Serpenteaba entre las atestadas callejuelas como pez en el agua, moviéndose en el mar de caras anónimas, piernas sin rumbo y colores chillones como si no hubiera hecho otra cosa en toda su vida.

Tendría cerca de siete años, aparentaba cinco y ya era el dueño de Fez. No levantaba un palmo del suelo desde sus alpargatas gastadas hasta su pelo oscuro y ensortijado. Tan liviano como una pluma y pequeño como una hormiga, su leve sonrisa burlona y sus vivos ojos negros delataban la realidad: era el amo del laberinto, el guardián de la medina amarilla; una pequeña araña que atrapaba a los turistas en su red a base de descaro e ingenio.

"¿Dónde vais? ¿Queréis ir a la Gran Mezquita? ¿A las curtidurías Chouwara?", nos abordó con sutileza tras haber leído en nuestra mirada perdida y nuestros dubitativos pasos la inseguridad del ajeno, la inocencia del extraño, la candidez propia del europeo. Miramos hacia abajo en busca del dueño de esa voz de niño que se dirigía a nosotros en un más que digno español, pese a su marcado acento marroquí. La seguridad de ese mico nos sorprendió, y su jeta y simpatía hicieron el resto; el pequeño Hicham se convertiría en nuestro guía de la Ciudad Imperial, en la llave maestra, en el código de la caja fuerte. Y lo mejor de todo es que lo logró como un prestidigitador sorprende al ingenuo con un truco de magia sin que este haya llegado siquiera a pestañear.

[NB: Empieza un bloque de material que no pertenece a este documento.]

PR #10664, opened 2026-08-31
Policy Based Management - Run on PowerShell 7 on Windows

### LINKED ISSUE #10662: PBM cmdlets (Get-DbaPbmStore, Get-DbaPbmPolicy, etc.) abort with "not supported on Linux or macOS" on Windows under PowerShell 7
**Environment:** dbatools 2.8.2, Windows 11 / Windows Server, PowerShell 7 (pwsh.exe)

**Description:**
`Get-DbaPbmStore` (and everything built on it - all `Get-DbaPbm*` commands) plus `Copy-DbaSsisCatalog`, `Export-DbaCredential`, `Export-DbaLinkedServer`, `Get-DbaSsisEnvironmentVariable`, `New-DbaSsisCatalog` abort with *"This command is not supported on Linux or macOS"* when run from PowerShell 7 **even though the host OS is Windows**. The check appears to key off `$PSEdition`/`$IsCoreCLR` rather than the actual OS, since the real constraint (SMO PolicyStore / .NET Framework dependency) is Windows-vs-non-Windows, not PS5.1-vs-PS7.

**Repro:**
- On a Windows machine, open PowerShell 7 (`pwsh`).
- Run `Get-DbaPbmStore -SqlInstance <instance>`.
- Result: immediate abort with "This command is not supported on Linux or macOS", despite running on Windows.
- Same script run from Windows PowerShell 5.1 on the identical machine/instance works fine.

**Impact:**
Combined with `-ErrorAction SilentlyContinue` in calling code, this becomes a **silent** failure - no exception surfaces, the caller just gets an empty result and can't distinguish "policy doesn't exist" from "cmdlet refused to run here." In our case this meant a PBM "On Change: Prevent" policy was never detected/disabled before a `CREATE LOGIN`, which then failed against the enforcing DDL trigger - identical script, identical instance, passed under PS 5.1 and failed under PS 7.

**Expected:**
Gate on actual OS (`$IsWindows`) rather than PS edition, so these commands work on Windows PowerShell 7 the same as on Windows PowerShell 5.1.

**Workaround used:**
Switched to plain T-SQL (`msdb.dbo.syspolicy_policies`, `sp_syspolicy_update_policy`) for anything that must work under both PS versions.

andreasjordan:
Fixes #10662

## Problem

`Get-DbaPbmStore`, `Get-DbaPbmCondition` - and with them every `Get-DbaPbm*` command - refuse to run on PowerShell 7 with "This command is not supported on Linux or macOS", even on Windows. `Export-DbaInstance` silently skips the policy export there. Combined with `-ErrorAction SilentlyContinue` in calling code this becomes a silent failure: an empty result that cannot be told apart from "no policy exists", which is how the reporter's "On Change: Prevent" policy went undetected before a `CREATE LOGIN`.

## Mechanism

The three gates tested the *edition*, `$PSVersionTable.PSEdition -eq "Core"`, while the message and the real constraint are about the *platform*. dbatools.library ships `Microsoft.SqlServer.Dmf.dll` and `Microsoft.SqlServer.Dmf.Common.dll` under `core/lib` as well as `desktop/lib`, and `Add-PbmLibrary` loads them from whichever edition folder is active. A `PolicyStore` built from the core assembly under pwsh 7.6 on Windows enumerates policies, conditions, categories and object sets exactly as on 5.1 (16 policies on the lab instance).

## What changed

- `Get-DbaPbmStore`, `Get-DbaPbmCondition`: the gate is now `$IsLinux -or $IsMacOS`, which is what `Export-DbaCredential` and `Export-DbaLinkedServer` already use. `Get-DbaPbmCondition` also gets the same message as the others instead of "not yet supported in PowerShell Core".
- `Export-DbaInstance`: the policy export runs unless on Linux or macOS; the verbose skip message says so.
- Tests: `Get-DbaPbmCategory`, `Get-DbaPbmCondition`, `Get-DbaPbmPolicy` and the "Export policies" test of `Export-DbaInstance` drop their `-Skip:($PSVersionTable.PSVersion.Major -gt 5)`. `Get-DbaPbmStore` gets its first integration test, deliberately without a pwsh skip - that is the regression test for this issue.

  A correction to the commit message, which says the pwsh lane in CI now covers this: CI runs the Pester suite under Windows PowerShell 5.1 only (`tests/appveyor.pester.ps1` starts `powershell.exe`, the cross-platform `windows-tests` job is `if: false`, and the only pwsh-on-Windows test is `Connect-DbaInstance.WindowsSspi.Tests.ps1`). So in CI these tests keep running on 5.1 as before; the pwsh coverage below comes from the lab. Removing the skips takes away the artificial exclusion so that the tests are ready the day a pwsh lane exists - the portable-pwsh step that runs the SSPI test would be the natural place, but that is a workflow decision, not part of this PR.

- Linux and macOS keep refusing exactly as before. Whether the Dmf assembly works there is untested and out of scope.
- The SSIS commands the issue also lists (`Copy-DbaSsisCatalog`, `New-DbaSsisCatalog`, `Get-DbaSsisEnvironmentVariable`) are a genuine limitation - the Integration Services object model is only shipped under `desktop/lib` - so their gate stays; only their message is wrong, and that gets its own small PR.
- `Export-DbaCredential` and `Export-DbaLinkedServer`, also listed in the issue, already gated on the platform in v2.8.2 and are untouched.

## Tests

Lab run through the testing-dbatools harness against SQL Server 2019 (`InstanceSingle`):

- `Get-DbaPbmStore`, `Get-DbaPbmCategory`, `Get-DbaPbmCondition`, `Get-DbaPbmPolicy` integration tests: green under pwsh 7.6.3 **and** Windows PowerShell 5.1.
- `Export-DbaInstance` integration tests under pwsh: 26 passed, 0 skipped - the policy export now runs there.
- Red on old: with the command change stashed, the new `Get-DbaPbmStore` test fails under pwsh with `Expected $null or empty, but got [Get-DbaPbmStore] This command is not supported on Linux or macOS` - the reporter's exact symptom.

Thanks to @JankeUwe for the report and the correct diagnosis of edition-versus-platform.

### DIFF
--- a/public/Export-DbaInstance.ps1
+++ b/public/Export-DbaInstance.ps1
@@ -446,10 +446,10 @@ function Export-DbaInstance {
                         Get-ChildItem -ErrorAction Ignore -Path "$exportPath\endpoints.sql"
                     }
 
-                    if ($Exclude -notcontains 'PolicyManagement' -and ($IsLinux -or $IsMacOS)) {
+                    if ($Exclude -notcontains "PolicyManagement" -and ($IsLinux -or $IsMacOS)) {
                         Write-Message -Level Verbose -Message "Skipping Policy Management -- not supported on Linux or macOS"
                     }
-                    if ($Exclude -notcontains 'PolicyManagement' -and -not ($IsLinux -or $IsMacOS)) {
+                    if ($Exclude -notcontains "PolicyManagement" -and -not ($IsLinux -or $IsMacOS)) {
                         Write-Message -Level Verbose -Message "Exporting Policy Management"
                         Write-ProgressHelper -StepNumber ($stepCounter++) -Message "Exporting Policy Management"
 
--- a/public/Export-DbaInstance.ps1
+++ b/public/Export-DbaInstance.ps1
@@ -446,10 +446,10 @@ function Export-DbaInstance {
                         Get-ChildItem -ErrorAction Ignore -Path "$exportPath\endpoints.sql"
                     }
 
-                    if ($Exclude -notcontains 'PolicyManagement' -and $PSVersionTable.PSEdition -eq "Core") {
-                        Write-Message -Level Verbose -Message "Skipping Policy Management -- not supported by PowerShell Core"
+                    if ($Exclude -notcontains 'PolicyManagement' -and ($IsLinux -or $IsMacOS)) {
+                        Write-Message -Level Verbose -Message "Skipping Policy Management -- not supported on Linux or macOS"
                     }
-                    if ($Exclude -notcontains 'PolicyManagement' -and $PSVersionTable.PSEdition -ne "Core") {
+                    if ($Exclude -notcontains 'PolicyManagement' -and -not ($IsLinux -or $IsMacOS)) {
                         Write-Message -Level Verbose -Message "Exporting Policy Management"
                         Write-ProgressHelper -StepNumber ($stepCounter++) -Message "Exporting Policy Management"
 
--- a/public/Get-DbaPbmCondition.ps1
+++ b/public/Get-DbaPbmCondition.ps1
@@ -101,8 +101,8 @@ function Get-DbaPbmCondition {
     }
     process {
         if (Test-FunctionInterrupt) { return }
-        if ($PSVersionTable.PSEdition -eq "Core") {
-            Stop-Function -Message "This command is not yet supported in PowerShell Core"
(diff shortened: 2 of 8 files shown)


potatoqualitee (approved):
No material defects found.

potatoqualitee:
thank you kindly 🙇🏼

Había logrado que bajásemos la guardia, deshaciendo nuestra reticencia inicial como un azucarillo en un café. Ese chavalín no solo sabía más que nosotros, sino también que cientos de expertos guías locales que duplicaban su tamaño, cuadruplicaban su edad… y sin embargo no podían ni soñar con la décima parte de la inteligencia natural del crío. "¿Españoles? ¿Madrid o Barcelona? ¿Madrid o Barcelona?", habían martilleado nuestros oídos cientos de veces en una letanía interminable que nos había llegado a hastiar.

Este niño era diferente: tenía una salida ingeniosa para cada pregunta, presumía con gracia de chapurrear seis idiomas -incluido el japonés- y de burlar a la no muy eficiente policía urbana y soñaba en voz alta con convertirse algún día en guía oficial de la ciudad. Su sexto sentido, siempre alerta, y los otros cinco pendientes de millones de cosas: guiarnos por la ruta acordada -con desvíos incluidos hacia los negocios de amigos y familiares-, saludar a conocidos, esquivar a desconocidos… Inquieto y cercano durante el trayecto, paciente y respetuoso cuando nos deteníamos, vivaz y ágil para colgarse de unos andamios o sortear ora un burro ora una carretilla. Aparecía y desaparecía como por arte de magia, como un pequeño Guadiana marroquí. Le creíamos perdido y siempre acababa por encontrarnos de nuevo.

Tras un par de horas navegando con él en el océano de vivos colores y fuertes olores que se nos pasaron volando y que sirvieron para que nos empapáramos de la esencia de Fez, llegó la hora de la despedida. Y en esas, una vez más, el pequeño Hicham nos sedujo y engatusó como quiso, ganándose merecidamente los 60 dirhams que en un principio, ingenuos de nosotros, pensábamos no iban a ser más de 20. De cualquier manera el trato sonaba más que justo: el avión nos había llevado hasta allí, pero en realidad era Hicham el que había trasladado nuestro espíritu al norte de África, a Marruecos y a Fez.

Después de más de una intentona por conseguir una propina mayor, a sabiendas incluso de que se había salido con la suya con creces, el amo de la ciudad amarilla desistió, nos dio la mano con una amplia sonrisa y se perdió de nuevo en el colorido maremágnum del que había surgido. Sin saberlo, no solo nos había guiado por el laberinto y sacado los cuartos: se había convertido además en el protagonista de una pequeña historia, de nuestra pequeña historia. Pero eso él no lo sabrá jamás.